Elara is a financial strategist with over a decade of experience in wealth management and entrepreneurship, dedicated to empowering others.
It's slightly embarrassing to reveal, but I'll say it. A handful of novels wait beside my bed, every one partially consumed. On my mobile device, I'm some distance through 36 audio novels, which seems small compared to the 46 digital books I've set aside on my digital device. This fails to account for the increasing stack of pre-release editions near my living room table, vying for blurbs, now that I work as a established novelist personally.
Initially, these stats might seem to confirm contemporary comments about current concentration. A writer observed a short while ago how easy it is to lose a individual's focus when it is fragmented by social media and the 24-hour news. They remarked: “Perhaps as readers' concentration evolve the writing will have to change with them.” But as a person who once would stubbornly finish every book I picked up, I now consider it a human right to set aside a book that I'm not in the mood for.
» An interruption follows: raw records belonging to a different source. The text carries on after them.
PR #8475, opened 2021-12-08
feat: indicate header columns in  source descriptions

jzaralim:
### Description 
`DESCRIBE` statements will indicate which columns are headers, for example

```
 Field  | Type                                                      
--------------------------------------------------------------------
 ROWKEY | VARCHAR(STRING)  (primary key)                            
 f_0    | BOOLEAN                                                   
 f_1    | INTEGER                                                   
 f_2    | BIGINT                                                    
 f_3    | DOUBLE                                                    
 f_4    | VARCHAR(STRING)                                           
 f_5    | ARRAY<VARCHAR(STRING)>                                    
 f_6    | MAP<STRING, BIGINT>                                       
 f_7    | STRUCT<a DOUBLE>                                          
 HEAD   | ARRAY<STRUCT<KEY VARCHAR(STRING), VALUE BYTES>> (headers) 
--------------------------------------------------------------------

```
### Testing done 
Manual, unit, console tests
### Reviewer checklist

### DIFF
--- a/ksqldb-cli/src/main/java/io/confluent/ksql/cli/console/Console.java
+++ b/ksqldb-cli/src/main/java/io/confluent/ksql/cli/console/Console.java
@@ -503,6 +503,16 @@ public class Console implements Closeable {
   ) {
     final FieldType possibleFieldType = field.getType().orElse(null);
 
+    if (possibleFieldType == FieldType.HEADER) {
+      final String headerType;
+      if (field.getHeaderKey().isPresent()) {
+        headerType = "(header('" + field.getHeaderKey().get() + "'))";
+      } else {
+        headerType = "(headers)";
+      }
+      return String.format("%-16s %s", field.getSchema().toTypeString(), headerType);
+    }
+
     if (possibleFieldType == FieldType.KEY) {
       final String wt = windowType
           .map(v -> " (Window type: " + v + ")")
--- a/ksqldb-cli/src/main/java/io/confluent/ksql/cli/console/Console.java
+++ b/ksqldb-cli/src/main/java/io/confluent/ksql/cli/console/Console.java
@@ -504,12 +504,9 @@ public class Console implements Closeable {
     final FieldType possibleFieldType = field.getType().orElse(null);
 
     if (possibleFieldType == FieldType.HEADER) {
-      final String headerType;
-      if (field.getHeaderKey().isPresent()) {
-        headerType = "(header('" + field.getHeaderKey().get() + "'))";
-      } else {
-        headerType = "(headers)";
-      }
+      final String headerType = field.getHeaderKey()
+          .map(k -> "(header('" + k + "'))")
+          .orElse("(headers)");
       return String.format("%-16s %s", field.getSchema().toTypeString(), headerType);
     }
 
--- a/ksqldb-cli/src/test/java/io/confluent/ksql/cli/console/ConsoleTest.testPrintSourceDescriptionWithExtractedHeader.approved.tabular
+++ b/ksqldb-cli/src/test/java/io/confluent/ksql/cli/console/ConsoleTest.testPrintSourceDescriptionWithExtractedHeader.approved.tabular
@@ -1,0 +1,43 @@
+
+Name                 : TestSource
+Type                 : TABLE
+Timestamp field      : 2000-01-01
+Key format           : kafka
+Value format         : avro
+Kafka topic          : kafka-topic (partitions: 1, replication: 1)
+Statement            : sql statement
+
+ Field  | Type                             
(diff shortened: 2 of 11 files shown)


ksqldb-rest-model/src/main/java/io/confluent/ksql/rest/entity/FieldInfo.java
```diff
@@ -31,22 +31,26 @@
 
   public enum FieldType {
     SYSTEM, // To be removed in the future. 0.9 saw this value no longer used.
```
spena, line 33: This can be removed, right? I don't see being used either.

ksqldb-rest-model/src/main/java/io/confluent/ksql/rest/entity/FieldInfo.java
```diff
@@ -31,22 +31,26 @@
...
   private final Optional<FieldType> type;
+  private final Optional<String> headerKey;
 
   @JsonCreator
   public FieldInfo(
       @JsonProperty(value = "name", required = true) final String name,
       @JsonProperty(value = "schema", required = true) final SchemaInfo schema,
-      @JsonProperty("fieldType") final Optional<FieldType> type
+      @JsonProperty("fieldType") final Optional<FieldType> type,
+      @JsonProperty("headerKey") final Optional<String> headerKey
```
spena, line 48: Seems this field is optional in different places. What if you create another constructor that defaults to Optional.empty()?

ksqldb-cli/src/test/java/io/confluent/ksql/cli/console/ConsoleTest.testPrintSourceDescriptionWithExtractedHeader.approved.tabular
```diff
@@ -0,0 +1,43 @@
...
+ f_4    | VARCHAR(STRING)                  
+ f_5    | ARRAY<VARCHAR(STRING)>           
+ f_6    | MAP<STRING, BIGINT>              
+ f_7    | STRUCT<a DOUBLE>                 
+ HEAD   | BYTES            (header('abc')) 
+-------------------------------------------
+
+Queries that read from this TABLE
+-----------------------------------
+readId (ERROR) : read query
```
spena, line 26: is this ERROR ok?

ksqldb-cli/src/main/java/io/confluent/ksql/cli/console/Console.java
```diff
@@ -503,6 +503,16 @@ private static String formatFieldType(
   ) {
     final FieldType possibleFieldType = field.getType().orElse(null);
 
+    if (possibleFieldType == FieldType.HEADER) {
+      final String headerType;
+      if (field.getHeaderKey().isPresent()) {
+        headerType = "(header('" + field.getHeaderKey().get() + "'))";
+      } else {
+        headerType = "(headers)";
+      }
```
spena, line 512: Tip

```
final String headerType = field.getHeaderKey()
  .map(k -> "(header('" + k + "'))")
  .orElse(() -> "(headers)");
```

ksqldb-rest-model/src/main/java/io/confluent/ksql/rest/entity/FieldInfo.java
jzaralim: The purpose of keeping this was so that pre-0.9 servers could still work with newer CLIs. I'm not sure how many people are still using 0.9, but I think this is easy enough to just keep anyway. This does raise a good point though - the changes in this PR would make HEADERS require the newest CLI. Are we okay with that?

ksqldb-rest-model/src/main/java/io/confluent/ksql/rest/entity/FieldInfo.java
jzaralim: Done

ksqldb-cli/src/main/java/io/confluent/ksql/cli/console/Console.java
jzaralim: Done

ksqldb-cli/src/test/java/io/confluent/ksql/cli/console/ConsoleTest.testPrintSourceDescriptionWithExtractedHeader.approved.tabular
jzaralim: Yeah, all the source description tests have errors to test printing errors

spena (approved):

I do not believe that this habit is due to a brief attention span – rather more it relates to the feeling of time moving swiftly. I've often been struck by the Benedictine principle: “Keep death daily in view.” A different idea that we each have a mere finite period on this Earth was as shocking to me as to anyone else. However at what previous moment in human history have we ever had such direct availability to so many incredible masterpieces, anytime we want? A glut of options awaits me in each bookstore and within any screen, and I want to be intentional about where I direct my energy. Is it possible “not finishing” a book (term in the publishing industry for Incomplete) be not a mark of a limited focus, but a thoughtful one?
Especially at a period when the industry (and thus, selection) is still led by a particular demographic and its issues. While engaging with about people unlike ourselves can help to strengthen the muscle for empathy, we additionally choose books to think about our own lives and place in the world. Until the books on the shelves more fully depict the backgrounds, stories and issues of potential individuals, it might be quite hard to hold their focus.
Certainly, some writers are indeed skillfully crafting for the “contemporary attention span”: the concise writing of certain modern works, the focused fragments of others, and the short sections of several recent titles are all a excellent showcase for a shorter style and technique. Furthermore there is no shortage of author guidance aimed at securing a consumer: perfect that opening line, improve that beginning section, elevate the tension (more! more!) and, if crafting crime, introduce a victim on the beginning. This guidance is completely good – a prospective agent, publisher or audience will devote only a several precious moments determining whether or not to proceed. There's little reason in being contrary, like the writer on a class I participated in who, when questioned about the storyline of their manuscript, announced that “everything makes sense about three-fourths of the through the book”. Not a single novelist should subject their follower through a series of difficult tasks in order to be understood.
And I do write to be comprehended, as far as that is achievable. On occasion that demands guiding the consumer's hand, steering them through the story point by economical step. Sometimes, I've discovered, understanding demands time – and I must allow myself (as well as other authors) the grace of wandering, of adding depth, of digressing, until I find something authentic. A particular writer argues for the fiction discovering innovative patterns and that, rather than the traditional plot structure, “other structures might enable us envision novel ways to make our narratives alive and authentic, persist in creating our books original”.
In that sense, both viewpoints agree – the story may have to adapt to accommodate the today's reader, as it has repeatedly accomplished since it originated in the 1700s (in the form now). Maybe, like earlier novelists, coming creators will return to serialising their books in newspapers. The future such creators may already be sharing their work, chapter by chapter, on online services including those visited by countless of regular users. Art forms evolve with the era and we should allow them.
But we should not claim that every shifts are entirely because of limited focus. If that was so, brief fiction collections and flash fiction would be regarded considerably more {commercial|profitable|marketable
Elara is a financial strategist with over a decade of experience in wealth management and entrepreneurship, dedicated to empowering others.